• [What to produce]: Set every record down again, exactly and completely.

- - - -

PR #29, opened 2018-01-24
Display badge count

amit-mb:
Displays the number of listened requests as Badge text

### DIFF
--- a/app/background.ts
+++ b/app/background.ts
@@ -1,15 +1,14 @@
 /// <reference path="../node_modules/@types/chrome/chrome-app.d.ts" />
 import { RequestObj } from './request_list'
 
-interface Data {
+interface TabRecord {
   tabId: number,
   enabled: boolean,
   requests: Array<RequestObj>
-  count: number
 };
 
-interface data {
-  [index: number]: Data;
+interface Recordings {
+  [index: number]: TabRecord;
 }
 
 class BackgroundWorker {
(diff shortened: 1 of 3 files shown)


app/background.ts
```diff
@@ -59,6 +67,7 @@ class BackgroundWorker {
     const tabRecords = this.data[this.currentTab];
     if (tabRecords.enabled && this.currentTab === details.tabId) {
       tabRecords.requests.push(details);
+      tabRecords.count += 1
```
revathskumar: why keep this separate? just take the `tabRecords.requests.length`.

app/popup.tsx
```diff
@@ -103,6 +103,13 @@ chrome.tabs.query(queryParams, tabs => {
   const { id, url } = tab;
   if (typeof id === "undefined" || typeof url === "undefined") return;
 
+  MessageService.getCount(id, (count) => {
+  chrome.browserAction.setBadgeText({
+      text: `${count}`,
```
revathskumar: no need for the string interpolation.
just use `text: count`

app/background.ts
```diff
@@ -51,6 +55,10 @@ class BackgroundWorker {
           sendResponse(this.data[this.currentTab].requests);
           break;
         }
+        case 'GET_COUNT' : {
+          sendResponse(this.data[this.currentTab].count);
```
revathskumar: `this.data[this.currentTab].requests.length`

app/background.ts
```diff
@@ -23,6 +23,10 @@ class BackgroundWorker {
   }
 
   startMessageListener() {
+    chrome.browserAction.setBadgeText({
+      text: `${this.data[this.currentTab].count}`,
```
revathskumar: No need for string interpolation.

app/background.ts
amit-mb: Yeah, thats better

app/popup.tsx
amit-mb: We have declared count to be of number type https://github.com/code-mancers/interceptor/blob/4cda610db7930ff9c4042e055adc5799615f118c/app/background.ts#L8 , we need interpolation I guess.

- - - -

• [Answer box]:
PR #29, opened 2018-01-24
Display badge count

amit-mb:
Displays the number of listened requests as Badge text

### DIFF
--- a/app/background.ts
+++ b/app/background.ts
@@ -1,15 +1,14 @@
 /// <reference path="../node_modules/@types/chrome/chrome-app.d.ts" />
 import { RequestObj } from './request_list'
 
-interface Data {
+interface TabRecord {
   tabId: number,
   enabled: boolean,
   requests: Array<RequestObj>
-  count: number
 };
 
-interface data {
-  [index: number]: Data;
+interface Recordings {
+  [index: number]: TabRecord;
 }
 
 class BackgroundWorker {
(diff shortened: 1 of 3 files shown)


app/background.ts
```diff
@@ -59,6 +67,7 @@ class BackgroundWorker {
     const tabRecords = this.data[this.currentTab];
     if (tabRecords.enabled && this.currentTab === details.tabId) {
       tabRecords.requests.push(details);
+      tabRecords.count += 1
```
revathskumar: why keep this separate? just take the `tabRecords.requests.length`.

app/popup.tsx
```diff
@@ -103,6 +103,13 @@ chrome.tabs.query(queryParams, tabs => {
   const { id, url } = tab;
   if (typeof id === "undefined" || typeof url === "undefined") return;
 
+  MessageService.getCount(id, (count) => {
+  chrome.browserAction.setBadgeText({
+      text: `${count}`,
```
revathskumar: no need for the string interpolation.
just use `text: count`

app/background.ts
```diff
@@ -51,6 +55,10 @@ class BackgroundWorker {
           sendResponse(this.data[this.currentTab].requests);
           break;
         }
+        case 'GET_COUNT' : {
+          sendResponse(this.data[this.currentTab].count);
```
revathskumar: `this.data[this.currentTab].requests.length`

app/background.ts
```diff
@@ -23,6 +23,10 @@ class BackgroundWorker {
   }
 
   startMessageListener() {
+    chrome.browserAction.setBadgeText({
+      text: `${this.data[this.currentTab].count}`,
```
revathskumar: No need for string interpolation.

app/background.ts
amit-mb: Yeah, thats better

app/popup.tsx
amit-mb: We have declared count to be of number type https://github.com/code-mancers/interceptor/blob/4cda610db7930ff9c4042e055adc5799615f118c/app/background.ts#L8 , we need interpolation I guess.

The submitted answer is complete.